How many lines in the records below contain the word "shouldn"? State that number and nothing more.
- - - -
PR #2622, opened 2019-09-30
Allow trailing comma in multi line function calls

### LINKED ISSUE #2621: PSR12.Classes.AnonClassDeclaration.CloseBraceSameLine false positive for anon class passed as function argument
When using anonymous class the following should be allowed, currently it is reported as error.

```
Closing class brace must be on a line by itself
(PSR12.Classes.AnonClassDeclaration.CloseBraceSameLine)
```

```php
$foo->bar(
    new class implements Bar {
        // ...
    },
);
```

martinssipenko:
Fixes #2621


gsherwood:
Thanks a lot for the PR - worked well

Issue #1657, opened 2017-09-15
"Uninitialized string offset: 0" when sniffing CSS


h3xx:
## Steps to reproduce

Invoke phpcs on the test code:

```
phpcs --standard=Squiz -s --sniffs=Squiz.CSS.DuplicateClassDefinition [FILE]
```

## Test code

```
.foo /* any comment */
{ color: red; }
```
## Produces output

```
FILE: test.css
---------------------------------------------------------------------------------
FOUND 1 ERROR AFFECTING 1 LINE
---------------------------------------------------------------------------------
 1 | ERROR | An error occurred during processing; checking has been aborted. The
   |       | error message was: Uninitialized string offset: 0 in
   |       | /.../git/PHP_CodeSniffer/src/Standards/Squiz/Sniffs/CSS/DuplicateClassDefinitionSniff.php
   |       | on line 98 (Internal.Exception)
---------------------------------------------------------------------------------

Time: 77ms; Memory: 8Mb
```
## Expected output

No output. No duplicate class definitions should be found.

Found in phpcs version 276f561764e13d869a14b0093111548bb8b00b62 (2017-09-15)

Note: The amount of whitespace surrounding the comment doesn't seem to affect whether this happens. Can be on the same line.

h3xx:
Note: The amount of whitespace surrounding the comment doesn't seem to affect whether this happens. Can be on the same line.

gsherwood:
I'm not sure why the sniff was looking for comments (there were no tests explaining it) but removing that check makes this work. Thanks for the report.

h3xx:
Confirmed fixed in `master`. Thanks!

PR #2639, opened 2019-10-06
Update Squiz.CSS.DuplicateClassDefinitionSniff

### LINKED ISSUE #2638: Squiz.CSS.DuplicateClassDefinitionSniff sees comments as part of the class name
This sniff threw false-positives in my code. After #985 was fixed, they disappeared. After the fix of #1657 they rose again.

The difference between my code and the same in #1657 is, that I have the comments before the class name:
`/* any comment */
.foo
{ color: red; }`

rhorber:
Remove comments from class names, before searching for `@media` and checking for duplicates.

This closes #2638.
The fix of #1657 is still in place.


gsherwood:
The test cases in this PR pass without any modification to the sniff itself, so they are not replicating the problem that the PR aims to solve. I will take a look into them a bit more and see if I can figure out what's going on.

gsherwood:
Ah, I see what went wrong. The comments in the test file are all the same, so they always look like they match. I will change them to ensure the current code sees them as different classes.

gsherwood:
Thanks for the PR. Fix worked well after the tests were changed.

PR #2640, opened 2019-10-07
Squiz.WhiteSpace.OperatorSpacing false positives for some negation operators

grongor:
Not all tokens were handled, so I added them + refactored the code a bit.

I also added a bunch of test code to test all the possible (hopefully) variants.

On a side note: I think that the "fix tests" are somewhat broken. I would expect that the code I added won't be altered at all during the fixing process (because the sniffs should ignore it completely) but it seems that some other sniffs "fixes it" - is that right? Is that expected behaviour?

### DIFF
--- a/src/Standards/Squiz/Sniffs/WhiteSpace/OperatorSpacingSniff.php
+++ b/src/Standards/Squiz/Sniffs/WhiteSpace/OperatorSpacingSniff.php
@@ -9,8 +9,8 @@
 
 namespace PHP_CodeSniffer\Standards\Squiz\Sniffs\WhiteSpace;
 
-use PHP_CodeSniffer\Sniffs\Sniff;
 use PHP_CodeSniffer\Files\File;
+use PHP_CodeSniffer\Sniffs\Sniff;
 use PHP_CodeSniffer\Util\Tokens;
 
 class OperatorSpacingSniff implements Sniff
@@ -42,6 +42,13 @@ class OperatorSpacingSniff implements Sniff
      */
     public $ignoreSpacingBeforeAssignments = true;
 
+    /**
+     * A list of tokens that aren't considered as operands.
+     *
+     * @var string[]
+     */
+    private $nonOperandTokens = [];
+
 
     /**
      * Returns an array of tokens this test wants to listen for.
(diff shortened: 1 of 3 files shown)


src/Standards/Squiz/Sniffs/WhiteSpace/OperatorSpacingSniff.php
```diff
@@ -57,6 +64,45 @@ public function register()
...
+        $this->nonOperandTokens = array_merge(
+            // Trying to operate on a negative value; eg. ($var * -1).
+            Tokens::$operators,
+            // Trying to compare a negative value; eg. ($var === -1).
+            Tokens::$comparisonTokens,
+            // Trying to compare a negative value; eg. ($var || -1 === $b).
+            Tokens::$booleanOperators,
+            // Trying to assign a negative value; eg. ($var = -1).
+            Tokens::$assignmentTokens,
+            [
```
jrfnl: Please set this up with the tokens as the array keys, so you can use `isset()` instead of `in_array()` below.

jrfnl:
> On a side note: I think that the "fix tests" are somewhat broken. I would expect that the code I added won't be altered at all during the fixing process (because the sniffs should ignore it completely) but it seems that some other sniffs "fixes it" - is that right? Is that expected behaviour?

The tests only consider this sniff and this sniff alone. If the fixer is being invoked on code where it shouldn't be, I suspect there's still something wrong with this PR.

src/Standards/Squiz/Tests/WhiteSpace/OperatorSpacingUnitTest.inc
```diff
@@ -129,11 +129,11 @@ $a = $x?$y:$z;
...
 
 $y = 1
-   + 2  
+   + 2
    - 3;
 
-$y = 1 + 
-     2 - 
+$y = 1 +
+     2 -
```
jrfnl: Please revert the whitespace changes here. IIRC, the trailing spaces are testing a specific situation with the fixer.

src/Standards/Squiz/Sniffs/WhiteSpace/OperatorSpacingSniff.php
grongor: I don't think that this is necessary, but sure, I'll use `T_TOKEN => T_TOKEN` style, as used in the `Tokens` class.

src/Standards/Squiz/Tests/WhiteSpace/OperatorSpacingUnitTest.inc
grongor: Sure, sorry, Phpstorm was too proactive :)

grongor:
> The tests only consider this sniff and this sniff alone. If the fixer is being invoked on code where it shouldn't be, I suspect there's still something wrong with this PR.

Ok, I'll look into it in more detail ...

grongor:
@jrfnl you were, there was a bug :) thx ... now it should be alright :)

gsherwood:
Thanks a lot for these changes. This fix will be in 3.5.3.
- - - -
RESULT OF THE TASK -
2